PR #245874, opened 2026-01-27
[FIX] pos_loyalty: allow scan of customer not preloaded

Nokoz:
When scanning a loyalty card in POS, the customer should be automatically selected. However, this fails when the customer is not in the initial preloaded customer list due to the limited_customer_count setting.

Partial backport of: https://github.com/odoo/odoo/commit/e2843355898d4cce953fba35504170c10910fc35

Steps to reproduce:
-------------------
* Open POS with limited_customer_count set to a low value (e.g., 5)
* Create a loyalty card for a customer that won't be in the top 5 preloaded
* Scan the loyalty card barcode in POS
> Observation:
Customer is not selected, shows "Invalid coupon code" error

Why the fix:
------------
The current implementation only searches for loyalty cards in the local POS cache. When a loyalty card's partner_id is not resolved (because the partner wasn't preloaded), the code fails to set the customer.

This fix backports the 19.0 solution which:
1. Uses server-side lookup via get_loyalty_card_partner_by_code() to find the partner ID from the loyalty card code
2. Explicitly loads the partner on-demand if not in the local cache
3. Works regardless of whether the customer was in the initial preload

The test didn't spot that previously because the default limited_customer_count was big enough.

opw-5778328

### DIFF
--- a/addons/pos_loyalty/static/src/overrides/models/pos_store.js
+++ b/addons/pos_loyalty/static/src/overrides/models/pos_store.js
@@ -283,14 +283,35 @@ patch(PosStore.prototype, {
         const rule = this.models["loyalty.rule"].find((rule) => {
             return rule.mode === "with_code" && (rule.promo_barcode === code || rule.code === code);
         });
-        const loyaltyCard = this.models["loyalty.card"].find(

Problem requirements: Sift through the material above and copy the lines that contain the word "rule".

Solution for this exercise:
         const rule = this.models["loyalty.rule"].find((rule) => {
             return rule.mode === "with_code" && (rule.promo_barcode === code || rule.code === code);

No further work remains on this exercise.